| ← 146 | 147 | 148 → |
- Cardinal: one hundred forty-seven
- Ordinal: 147th (one hundred forty-seventh)
- Factorization: 3 × 7^{2}
- Divisors: 1, 3, 7, 21, 49, 147
- Greek numeral: ΡΜΖ´
- Roman numeral: CXLVII, cxlvii
- Binary: 10010011_{2}
- Ternary: 12110_{3}
- Senary: 403_{6}
- Octal: 223_{8}
- Duodecimal: 103_{12}
- Hexadecimal: 93_{16}

= 147 (number) =

147 (one hundred [and] forty-seven) is the natural number following 146 and preceding 148.

==In mathematics==
147 is the fourth centered icosahedral number. These are a class of figurate numbers that represent points in the shape of a regular icosahedron or alternatively points in the shape of a cuboctahedron, and are magic numbers for the face-centered cubic lattice.
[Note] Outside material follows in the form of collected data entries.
PR #881, opened 2022-09-09
fix: duplicated event handling

vitorhugods:
----

- The **PR Title**

- The **PR Description**
----

# What's new in this PR?

### Issues

Users are constantly getting "Could not decrypt message".

### Causes

On the surface it is caused by Proteus rejecting decryption of duplicated messages.

A bit deeper, the following:

Consider that the user was offline and just becoming online, and has two pages of pending events to be fetched from the server.

While fetching the first page, an event would come in through the websocket.

This event would also appear when fetching the second page of pending events.

The current mechanism stores the pending events as we proccess them, so we can prevent duplications later when handling websocket events.

HOWEVER, it compares the whole Event. `NewMessage` contains `EncryptedData`, which some time in the past stopped honoring the `equals` method. And then comparing both events would lead to a `false` result, making the `EventGatherer` publish the same event twice (from different sources).

### Solutions

Make `EncryptedData` and other "data" classes in `cryptography` correctly implement the `equals` method.

> **Note**: We need to break these classes from being value classes, as the [language specification](https://kotlinlang.org/spec/declarations.html#value-class-declaration) says that value classes can **not** override `equals`.

#### Test Coverage

----

----
##### References


vitorhugods:
> Why do we compare the whole event? Each event has an event ID isn't it enough to compare that?

Not really.
It's `1 notification - N events`.
There's the remote possibility the backend might send multiple events in a single notification because they have the same ID.

MohamadJaara (approved):

yamilmedina (commented):
🧑‍🎄

typfel:
> > Why do we compare the whole event? Each event has an event ID isn't it enough to compare that?
> 
> Not really. It's `1 notification - N events`. There's the remote possibility the backend might send multiple events in a single notification because they have the same ID.

Unfortunate model used by BE (they should change it) I'm fairly sure in practice an event never has more than one payload. But ok let's not trust the BE. I hope we comparing the ID first so that it bails out quickly and we are not comparing the bytes of each payload.

PR #885, opened 2022-09-11
feat: add a use-case to get a message by ID (AR-1882)

vitorhugods:
----

- The **PR Title**

- The **PR Description**
----

# What's new in this PR?

### Issues

While working on pagination on Reloaded, I realised that we don't have a way to fetch a message by its coordinates (ConversationID and MessageID).
At some places we are iterating through the messages. For example, to fetch Assets info when the user clicks on a message.

With pagination we don't have a simple list of messages to iterate through. And it is just more scalable to fetch from the DB instead of iterating lists of lists, or having to change this as we change how we store the data on the ViewModel.

It also allows a more decoupled ViewModel. Where one can handle the list of messages, and another one can handle the asset download solely based on message IDs.

### Solutions

Create a `GetMessageByIdUseCase` that exposes the underlying `MessageRepository$getMessageById` function.

#### Test Coverage

----

----
##### References


logic/src/commonTest/kotlin/com/wire/kalium/logic/feature/message/GetMessageByIdUseCaseTest.kt
```diff
@@ -0,0 +1,96 @@
...
+import kotlin.test.assertEquals
+import kotlin.test.assertIs
+
+class GetMessageByIdUseCaseTest {
+
+    private val testDispatchers: KaliumDispatcher = TestKaliumDispatcher
+
+    @Test
+    fun givenMessageAndConversationId_whenInvokingUseCase_thenShouldCallMessageRepository() = runTest(testDispatchers.io) {
+        val messageId = "messID"
```
Garzas, line 29: You can use TEST_MESSAGE_ID

logic/src/commonTest/kotlin/com/wire/kalium/logic/feature/message/GetMessageByIdUseCaseTest.kt
```diff
@@ -0,0 +1,96 @@
...
+        val conversationId = TestConversation.ID
+
+        val (arrangement, getMessageByIdUseCase) = Arrangement()
+            .withRepositoryMessageByIdReturning(conversationId, messageId, Either.Left(CoreFailure.Unknown(null)))
+            .arrange()
+
+        getMessageByIdUseCase(conversationId, messageId)
+
+        verify(arrangement.messageRepository)
```
Garzas, line 38: Idk which solution is better but can this check be moved to the other two tests?

Garzas (approved):
LGTM, just small suggestions 🚀

logic/src/commonTest/kotlin/com/wire/kalium/logic/feature/message/GetMessageByIdUseCaseTest.kt
vitorhugods: I try avoiding mixing different assertions as much as I can.

Having fewer per test, trying to grouped them based on the behaviour we are usually has the benefit that when it fails we can read the test name and easily understand what is failing.

Otherwise we need to dive deeper to udnerstand which one of the assertions is failing and why it is being tested.

Imagine we don't have `givenMessageAndConversationId_whenInvokingUseCase_thenShouldCallMessageRepository`, and we move this assertion to `givenRepositoryFails_whenInvokingUseCase_thenShouldPropagateTheFailure` and then this verification fails.

This means that "should propagate failure" is failing.
But it's failing because we're not passing the proper parameter to the repository?! The test doesn't reflect the assertion.

logic/src/commonTest/kotlin/com/wire/kalium/logic/feature/message/GetMessageByIdUseCaseTest.kt
vitorhugods: Oooh yeah. Completely forgot about this 😅.

Fixed.

PR #892, opened 2022-09-13
fix: Get conversation recipients from local DB only (AR-2365)

borichellow:
# What's new in this PR?

While sending a message app was getting all the conversations clients (all client_ids for all users in the conversation) from the API. It's redundant, we can get them from the DB.
Also there was some small error in mapping of UserId in SendMessageErrorHandling

### Causes (Optional)

It was implemented like this from the beginning

### Solutions

Make kalium get client_ids from the local DB and fetch it from the API only if something is missed.
Fix UserId mapping in SendMessageErrorHandling and add test for it


logic/src/commonMain/kotlin/com/wire/kalium/logic/data/conversation/ConversationRepository.kt
```diff
@@ -617,9 +617,12 @@ class ConversationDataSource(
...
     override suspend fun getConversationRecipients(conversationId: ConversationId): Either<CoreFailure, List<Recipient>> =
-        getConversationMembers(conversationId).map { it.map(idMapper::toApiModel) }.flatMap {
-            wrapApiRequest { clientApi.listClientsOfUsers(it) }.map { memberMapper.fromMapOfClientsResponseToRecipients(it) }
-        }
+        getConversationMembers(conversationId)
+            .map { it.map(idMapper::toDaoModel) }
+            .flatMap {
+                wrapStorageRequest { clientDAO.getClientsOfUsersByQualifiedIDs(it) }
+                    .map { memberMapper.fromMapOfClientsEntityToRecipients(it) }
+            }
```
MohamadJaara, line 625: We can move this logic one layer down to the DB, something like inside Conversations.sq

```
SELECT user_id, GROUP_CONCAT(id) FROM Client WHERE id IN (SELECT user FROM Member WHERE conversation = ?) GROUP BY user_id;
```
This way we have one db read operation to get Recipients

persistence/src/commonMain/kotlin/com/wire/kalium/persistence/dao/client/ClientDAOImpl.kt
```diff
@@ -37,6 +37,15 @@ internal class ClientDAOImpl(private val clientsQueries: ClientsQueries) : Clien
...
             .map(mapper::toModel)
 
+    override suspend fun getClientsOfUsersByQualifiedIDs(ids: List<QualifiedIDEntity>): Map<QualifiedIDEntity, List<Client>> =
+        clientsQueries.transactionWithResult {
+            ids.associateWith { qualifiedID ->
+                clientsQueries.selectAllClientsByUserId(qualifiedID)
+                    .executeAsList()
+                    .map(mapper::toModel)
+            }
+        }
```
MohamadJaara, line 47: Same as the comment above

MohamadJaara (commented):
Small suggestion to read the conversation Recipients with one sql query

persistence/src/commonMain/kotlin/com/wire/kalium/persistence/dao/client/ClientDAOImpl.kt
```diff
@@ -37,8 +37,23 @@ internal class ClientDAOImpl(private val clientsQueries: ClientsQueries) : Clien
...
+
     override suspend fun deleteClientsOfUserByQualifiedID(qualifiedID: QualifiedIDEntity): Unit =
         clientsQueries.deleteClientsOfUser(qualifiedID)
 
     override suspend fun deleteClient(userId: QualifiedIDEntity, clientId: String) = clientsQueries.deleteClient(userId, clientId)
+
+    override suspend fun getClientsOfConversation(id: QualifiedIDEntity): Map<QualifiedIDEntity, List<Client>> =
+        clientsQueries.selectAllClientsByConversation(id.value)
```
MohamadJaara, line 55: using id.value can cause issues in federated environments

persistence/src/commonMain/db_user/com/wire/kalium/persistence/Clients.sq
```diff
@@ -28,3 +28,6 @@ SELECT * FROM Client;
 
 selectAllClientsByUserId:
 SELECT * FROM Client WHERE user_id = ?;
+
+selectAllClientsByConversation:
+SELECT * FROM Client WHERE user_id IN (SELECT user FROM Member WHERE conversation LIKE ('%' || :conversation_id || '%'));
```
MohamadJaara, line 33: i think this will allow to use the full conversation id not just it's value
```
SELECT * FROM Client WHERE user_id IN (SELECT user FROM Member WHERE conversation = :conversationId );
```

MohamadJaara (changes requested):
small change about using only the conversation ID value without the domain

persistence/src/commonMain/db_user/com/wire/kalium/persistence/Clients.sq
borichellow: hmm, true, i copied it from `Member.sq`

MohamadJaara (approved):
lgtm

PR #893, opened 2022-09-13
feat: Use case to send read/delivery confirmations (w/o persistence) SQPIT-1403

mythsunwind:
----

- The **PR Title**

- The **PR Description**
----

# What's new in this PR?

### Issues

Kalium is missing read and delivery confirmations

### Solutions

Implementation of read/delivery confirmation sending. This PR does not include persisting of these confirmations. It just contains a use case to send confirmations.

### Testing

TODO

#### Test Coverage (Optional)

#### How to Test

### Notes (Optional)

### Attachments (Optional)

----

----

----
##### References


logic/src/commonMain/kotlin/com/wire/kalium/logic/feature/message/SendConfirmationUseCase.kt
```diff
@@ -0,0 +1,61 @@
...
+import com.wire.kalium.logic.data.sync.SlowSyncStatus
+import com.wire.kalium.logic.data.user.UserRepository
+import com.wire.kalium.logic.functional.Either
+import com.wire.kalium.logic.functional.flatMap
+import com.wire.kalium.logic.functional.onFailure
+import com.wire.kalium.logic.kaliumLogger
+import kotlinx.coroutines.flow.first
+import kotlinx.datetime.Clock
+
+class SendConfirmationUseCase internal constructor(
```
typfel, line 19: I'd expect the use case to work differently.  I'd say this `SendConfirmationUseCase` an internal use case or maybe it's not a use case at all but an internal helper component.

The read confirmation are sent when the user "reads" messages in a conversation so it probably makes sense to call the `SendConfirmationUseCase` from the `UpdateConversationReadDateUseCase`, which is invoked when the user "reads" messages. 

Delivery confirmations is sent upon receiving messages which is tied to sync inside Kalium. Here I would expect delivery confirmations to be triggered from the `ConversationEventReceiver`.

Lastly I'd like the `SendConfirmationUseCase` to support the feature of multiple confirmations at once so that they can be batched into a single message.

typfel (changes requested):
Nice work but I think some parts are missing.

logic/src/commonMain/kotlin/com/wire/kalium/logic/feature/message/SendConfirmationUseCase.kt
mythsunwind: Thanks for your review. It is touching the same points that i have about my PR. It is not a method that should be used by a client implementation but it is necessary for QA to test client behavior. We recently found a better place for such things and i moved the use case into the debug scope.

Additionally i implemented the possibility to send multiple confirmations at once. Which i forgot in my PR.

Please re-review 😃

mythsunwind:
PR was replaced by https://github.com/wireapp/kalium/pull/1354

PR #897, opened 2022-09-13
feat: kalium testservice SQPIT-1165

mythsunwind:
----

- The **PR Title**

- The **PR Description**
----

# What's new in this PR?

QA needs to receive MLS messages of various kinds. Usually [ETS](https://github.com/wireapp/wire-web-ets/) was doing this for proteus but now we need the same for MLS. It was decided that ETS will deprecate and a new service will be implemented based on kalium. This is the kalium testservice.

----

----

----
##### References


logic/src/jvmMain/kotlin/com/wire/kalium/logic/configuration/ClientConfigImpl.kt
```diff
@@ -18,6 +18,6 @@ actual class ClientConfigImpl : ClientConfig {
     }
 
     override fun clientType(): ClientType {
-        return ClientType.Temporary
+        return ClientType.Permanent
     }
```
vitorhugods, line 22: @typfel does changing this break something for MLS and the like?

typfel: The effect is that CLI will register permanent clients. Not end of the world but we should make this configurable.

typfel: Has no impact on MLS

mythsunwind: I can make a PR for configuration of ClientType once this PR is merged

mythsunwind: I reverted the change so that this PR can be merged without affecting CLI

vitorhugods (approved):
Personally there's nothing I feel entitled to review, as this `testservice` is a project that you are leading, @mythsunwind 😅.

I just don't know about the long run. If we need to change the Kalium's structure, repository's PR format, or codestyle, for example. These projects are in the same repo, how to handle that? 🤔 

I don't mind it being together with Kalium for now, so you can keep on building and seeing if Kalium suits this project, and we can keep them growing both hand-in-hand.

Maybe in the future we start to version Kalium and publish it the artifacts, so `testservice` can be decoupled and just use `kalium-logic` as a dependency for example.

PR #1171, opened 2022-11-29
refactor: use proper signaling message type

vitorhugods:
----

- The **PR Title**

- The **PR Description**
----

# What's new in this PR?

### Issues

Currently, there's no clear separation between messages that are "shown in the conversation" and those that are just "attached" to other messages.

Example: Reactions VS Text

A Text message is inserted into the Database, it will be queried, and it will be the "main" content.
Then, users can react to that message and it will be handled internally AND displayed as a completely different thing.

This leads to things like this in multiple places: 

```kotlin
when (content) {
    is Text -> // Do something
    is Asset -> // Do something

    is Reaction, is DeleteForMe, is MessageDelete -> // Ignore. These should never be here
}
```

### Solutions

Revamp the `Message` hierarchy, by making it an interface.
There are two interfaces that a Message can extend:
- Sendable: Messages that are transmitted between clients
- Standalone: Messages like the ones mentioned before (text, system messages, attachments, etc.)

Some messages (like text) are be Sendable AND Standalone at the same time.

Some messages (like reactions) are only Sendable.

Some messages (like System messages) are only Standalone.

**See `Messages.kt` with all the brand new updated documentatino for more details.**

### Testing

Compiler did all the heavy lifting :) 

----

----
##### References


typfel (approved):
Nice refactoring 👏

logic/src/commonMain/kotlin/com/wire/kalium/logic/feature/message/GetNotificationsUseCase.kt
```diff
@@ -254,16 +254,16 @@ internal class GetNotificationsUseCaseImpl internal constructor(
...
         is MessageContent.LastRead -> false
         is MessageContent.Cleared -> false
         is MessageContent.ConversationRenamed -> false
         is MessageContent.TeamMemberRemoved -> false
+        is MessageContent.Receipt -> false
     }
 
     private fun shouldMessageBeVisibleAsNotification(message: Message) =
-        message.visibility == Message.Visibility.VISIBLE
+        message is Message.Standalone && message.visibility == Message.Visibility.VISIBLE
```
typfel, line 266: Reactions aren't displayed as  in notifications in AR?

vitorhugods: At the moment? No. It's intended per design. But I'm not sure for how long.

I think this part of the notifications logic should change to query messages and reactions as different sources.

At the moment it's expected that they'd come from the same place, but I'm but sure this should be the case.

logic/src/commonMain/kotlin/com/wire/kalium/logic/feature/message/MessageSendingInterceptor.kt
```diff
@@ -9,18 +9,19 @@ import com.wire.kalium.logic.functional.map
...
     private val messageContentEncoder: MessageContentEncoder,
     private val messageRepository: MessageRepository
 ) : MessageSendingInterceptor {
 
-    override suspend fun prepareMessage(message: Message.Regular): Either<CoreFailure, Message.Regular> {
+    override suspend fun prepareMessage(message: Message.Sendable): Either<CoreFailure, Message.Sendable> {
         val replyMessageContent = message.content
 
         if (replyMessageContent !is MessageContent.Text
+            || message !is Message.Regular
```
mchenani, line 24: Is that correct? I see we don't have Regular anymore!

vitorhugods: Regular still exists! Please look into Messages.kt for more details.


This Interceptor has the purpose of modifying text messages with quotes, calculating the hash of the quoted message, before sending.

If the message being sent isn't a text message (they must be regular with a text content), then just retur it without modifications.

logic/src/commonMain/kotlin/com/wire/kalium/logic/sync/receiver/conversation/message/ApplicationMessageHandler.kt
```diff
@@ -111,47 +100,71 @@ internal class ApplicationMessageHandlerImpl(
...
+                callManagerImpl.value.onCallingMessageReceived(
+                    message = signaling,
+                    content = content,
+                )
             }
+
+            is MessageContent.TextEdited -> editTextHandler.handle(signaling, content)
+            is MessageContent.LastRead -> lastReadContentHandler.handle(signaling, content)
+            is MessageContent.Cleared -> clearConversationContentHandler.handle(signaling, content)
+            is MessageContent.Receipt -> TODO("Receiving of read receipts not yet implemented")
```
yamilmedina, line 167: I'm thinking if this will cause a crash if immediately merged to develop ? Or is it part of a set of PR's 🤔

yamilmedina (approved):
Great job 👏 ! I just left a question about something isn't clear 🪁

logic/src/commonMain/kotlin/com/wire/kalium/logic/sync/receiver/conversation/message/ApplicationMessageHandler.kt
vitorhugods: Not yet, as the mapping from Protobuf to Receipt is not done yet, so there's a total of 0 instantiations of `MessageContent.Receipt`.

This just slipped through as it was when creating this class that I noticed that we could improve some stuff :D

PR #1180, opened 2022-12-01
fix: received messages are in bad order [AR-2473]

saleniuk:
----

- The **PR Title**

- The **PR Description**
----

# What's new in this PR?

### Issues

Received messages can be in wrong order when they are sent in the same second and only differ by milliseconds.

### Causes (Optional)

In SQL we order messages, filter data and make some comparisons by timestamp using `datetime` function which doesn't take milliseconds into account, so if we have multiple messages sent within the same second, they can be ordered not truly chronologically. 

### Solutions

SQL `datetime(...)` is equal to `strftime('%Y-%m-%d %H:%M:%S', ...)` - `%S` are full seconds, but we receive timestamps that have milliseconds so we are able to order messages more precisely. To do that, we have to use `%f`, which is "fractional seconds: SS.SSS". Unfortunately, there is no elegant function to use in this case so we have to replace all `datetime(...)` with `strftime('%Y-%m-%d %H:%M:%f',...)`. 🤷‍♂️

More info here: https://www.sqlite.org/lang_datefunc.html

Visualisation of the difference here:
image

#### How to Test

Type from web very fast numbers from 1 to 9. Before this fix, some of the messages with numbers should be in the wrong order, with this fix the order should be always right.

----

----

----
##### References


ohassine (approved):
Nice catch 👌

trOnk12 (approved):
well done ! ⭕

PR #1190, opened 2022-12-02
feat: fix sync recovery when the client is deleted

trOnk12:
----

- The **PR Title**

- The **PR Description**
----

# What's new in this PR?

### Issues

In some cases the server could return us 404 when there is no user or event found. 

This could happen for example, when two clients are logged in on the device and one of them has been deleted, the moment we switch to that account we are going to get 404 for that user. 

We had no recovery scenerio for that scenerio and any other, we were ALWAYS retrying the process. 

Therefore I added a class handling recovery both for slow sync and incremental sync. 

I also propagated the error when the server is returning a user with deleted flag as true, so that we can consume this failure inside the sync. When that happens during the slow sync we log out the user, since there is nothing we can do with it.

Also during incremental sync, when 404 happens we give the sync last spin for a slow sync by restarting that process.

Needs releases with:

#### Test Coverage (Optional)

#### How to Test

### Notes (Optional)

### Attachments (Optional)

----

----

----
##### References


vitorhugods (changes requested):
Pretty nice solution in general so far. Just missing tests. Sync is super critical and is very well covered to make sure we don't break it.

From the top of my head, missing coverage:
- FetchingSelfUser returns failure if deleted
- SlowSync recovery if user isn't deleted
- IncrementalSync recovery is triggered and updates the state accordingly
- The IncrementalSync recovery will reset SlowSync
- Logout is called when needed

Also, please fill the PR description explaining what's going on.

Not only for people reviewing it. But it's possible someone will look through commits in the future trying to understand something and will end up here in the PR discussion.

logic/src/commonMain/kotlin/com/wire/kalium/logic/sync/incremental/IncrementalSyncRecoveryHandler.kt
```diff
@@ -0,0 +1,39 @@
...
+
+    private fun shouldRestartSlowSyncProcess(failure: CoreFailure): Boolean {
+        return isClientOrEventNotFound(failure)
+    }
+
+    private fun isClientOrEventNotFound(failure: CoreFailure): Boolean =
+        (failure is NetworkFailure.ServerMiscommunication) &&
+                (failure.kaliumException is KaliumException.InvalidRequestError) &&
+                (failure.kaliumException.errorResponse.code == 404)
+
```
trOnk12, line 35: @mchenani

vitorhugods (approved):
Nicely done ;) 👨‍🍳🤌

PR #1194, opened 2022-12-03
chore: add convention plugins to simplify module setup

vitorhugods:
----

- The **PR Title**

- The **PR Description**
----

# What's new in this PR?

### Issues

Configuring modules is a pain in the ass at the moment, that involves a lot of copy/pasting.

### Solutions

Create a [convention plugin](https://docs.gradle.org/current/samples/sample_convention_plugins.html) to share the build logic between modules.

Currently there are just a few options, like enabling/disabling some targets (iOS, JS) and adding native code interop (for cryptography).

With this convention plugin, instead of configuring the `android` block and the `kotlin` targets, all it's needed is:

```kotlin
plugins {
    id(libs.plugins.android.library.get().pluginId)
    id(libs.plugins.kotlin.multiplatform.get().pluginId)
    id(libs.plugins.kalium.library.get().pluginId) // <-- ADD THIS
}

kaliumLibrary {
    multiplatform {
        // Default values:
        enableiOS.set(true)
        enableJs.set(true)
        enableJsTests.set(true)
        includeNativeInterop.set(false)
    }

    // Or just call multiplatform() to get all the default values
    multiplatform()
}

// No more need to add android { } with minSdk, testRunner, etc. etc.

kotlin {
    // No more need to add and configure targets manually
    sourceSets {
        val commonMain by getting {
           // Define dependencies normally
        }
    }
} 
```

If necessary, it's possible to open the specific blocks to customize further, like android desugaring, for example.

We could expand this to configure the `commonJvmAndroid` in all modules (or hide it behind one of those flags, instead of copy/pasting, etc.

### Dependencies

The PR that disable for incomplete features is needed

- https://github.com/wireapp/kalium/pull/1197

### Testing

It should build and pass all tests normally.

----

----
##### References


vitorhugods:
Instead of having to add them manually in each module, we could also do these in the near future:
- Add compiler args to suppress all the damn `OptIn` warnings.
- Add option to create `commonJvmAndroid` sourceSet (currently copy/pasted in some modules)


In general, it simplifies a lot to have these configurations in a single place.

yamilmedina (approved):
Amazing ! Finally here🪁  🧉

PR #1197, opened 2022-12-03
test: disable tests for incomplete features

vitorhugods:
----

- The **PR Title**

- The **PR Description**
----

# What's new in this PR?

### Issues

Some tests are broken since #1185, as the unread counter values are now hardcoded to empty/zero.

### Causes

These tests are using and old version of turbine, which uses the UnconfinedDispatcher and is flaky for us, as it doesn't actually perform the tests every time, sometimes the content of the `flow.test { }` block doesn't even run and doesn't trigger the AssertionErrors.

While we should upgrade Turbine to a newer version, we need to upgrade Kotlin as well. Due to our timeline, this is something we opted to do next week.

### Solutions

1. Don't use Turbine at all for these tests. Turbine isn't actually needed, as we're just asserting the first result.
2. Completely disable these tests, as there's no way they will succeed now, instead of succeeding randomly.

#### Test Coverage

----

----
##### References


vitorhugods:
Closed, as changes were added in https://github.com/wireapp/kalium/pull/1188 in order to unblock that PR

PR #1212, opened 2022-12-08
fix: do not overwrite message data (AR-2764)

vitorhugods:
----

- The **PR Title**

- The **PR Description**
----

# What's new in this PR?

### Issues

- We allow message overwrite in the database, which could allow an attacker to send a message with the same ID and replace someone's message.
- Hashes of quotes between Reloaded and other clients fail when the quoted message has a LinkPreview

### Causes

For the LinkPreview thing, they are an exception.
They actually work in a way that we should allow an partial overwrite, replacing the Text content with the new one. But we should do all sorts of checks to see if the sender is the same, if the content is the same, etc. etc. and then just APPEND the LinkPreview.

We are actually allowing the overwrite and updating the message date, which modifies the message hash and breaks replies.

### Solutions

As we don't support the LinkPreview for now, completely ignore following messages. Do not allow overwrite.

Renamed the `insertMessage` to make it clear that it will ignore if the message already exists. 

> **Note**: In the future I think we should refactor this insertion and fail deadly if that happens. Callers should either catch the exception or check beforehand if there aren't messages with the same ID on that conversation, and call the appropriate DAO function to just append/edit content if necessary.

#### Test Coverage

----

----
##### References


Garzas (approved):
Nice catch 😎

PR #1214, opened 2022-12-08
chore: upgrade kotlin to 1.7.20

vitorhugods:
----

- The **PR Title**

- The **PR Description**
----

# What's new in this PR?

### Issues

We're stuck in the past with Kotlin 1.6.10 and old versions of libraries such as Ktor, Turbine, Okio, and so many others have jumped ahead of us with plenty of bugfixes that we're having to work-around.

### Causes

We have hold back for a while because of https://youtrack.jetbrains.com/issue/KT-52172 which is a bit annoying and makes the IDE go bananas, but at this point, the costs of holding are outweighing the costs of going forward.

### Solutions

Upgrade. Kotlin from `1.6.10` to `1.7.20` and all dependencies we needed to make it work as well.

Some breaking changes identified are that:
- ✅ `when` branches must be exhaustive
- ✅ SQLDelight changed the package name
- ✅ SQLDelight requires to pass a context/dispatcher when mapping flows (I added a default that mimics the old behaviour, but we should refactor to inject a dispatcher from the Database instead and use a Test Dispatcher for tests)
- ✅ Ktor had a minor package name change for `ContentNegotiation`
- ⚠️ (we can do later if needed) PBandK/Protobuf is broken for JavaScript, we need to investigate further. 

Some work-arounds for issues we added and can be removed:
- ✅ wrapping `Turbine` around a UnconfinedTestDispatcher is not necessary anymore
- ⌛ (we can do later) Remove refreshing auth token before connecting to the websocket (websocket should do it by itself)
- ⌛ (we can do later) Remove our own implementation of SqlDelight's Paging library and use the newer version which should work out of the box
- ⌛ (we can do later) - Upgrade the LibSodium wrapper to a newer version

> **Note**: After this merge, Reloaded developers won't be able to just edit Kalium files from the same IDE window and will need to open a dedicated IDE to change Kalium files, as type resolution will be broken.

### Testing

N/A ?

Compiler should compile.

I'm running Reloaded using Kalium on this branch and so far so good.

----

----
##### References
2. https://github.com/wireapp/.github#usage
3. E.g. `feat(conversation-list): Sort conversations by most emojis in the title #SQPIT-764`.


logic/src/commonTest/kotlin/com/wire/kalium/logic/data/sync/SlowSyncRepositoryTest.kt
```diff
@@ -43,7 +42,7 @@ class SlowSyncRepositoryTest {
     }
 
     // TODO: Re-enable once we can update Turbine to 0.11.0+ (Requires Kotlin 1.6.21+)
-    @Ignore
+//     @Ignore
```
MohamadJaara, line 45: we can remove the Ignore 🚀

yamilmedina:
Question, Should we merge it after code freeze, right ?

logic/src/commonTest/kotlin/com/wire/kalium/logic/data/sync/SlowSyncRepositoryTest.kt
vitorhugods: Oooh yeah. I was commenting out just to test it and forgot to remove 😄

vitorhugods:
Adding the `DO NOT MERGE` as we need to address the fact that `Verify DB Migrations` is taking more than 1h now.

Separately, it is also a magic number for the diamond cubic.

It is also the fourth Apéry number $a_3$ following 19, where $$a_n=\sum_{k=0}^n\binom{n}{k}^2\binom{n+k}{k},$$

with 147 the composite index of the nineteenth triangle number, 190.

There are 147 different ways of representing one as a sum of unit fractions with five terms, allowing repeated fractions, and 147 different self-avoiding polygonal chains of length six using horizontal and vertical segments of the integer lattice.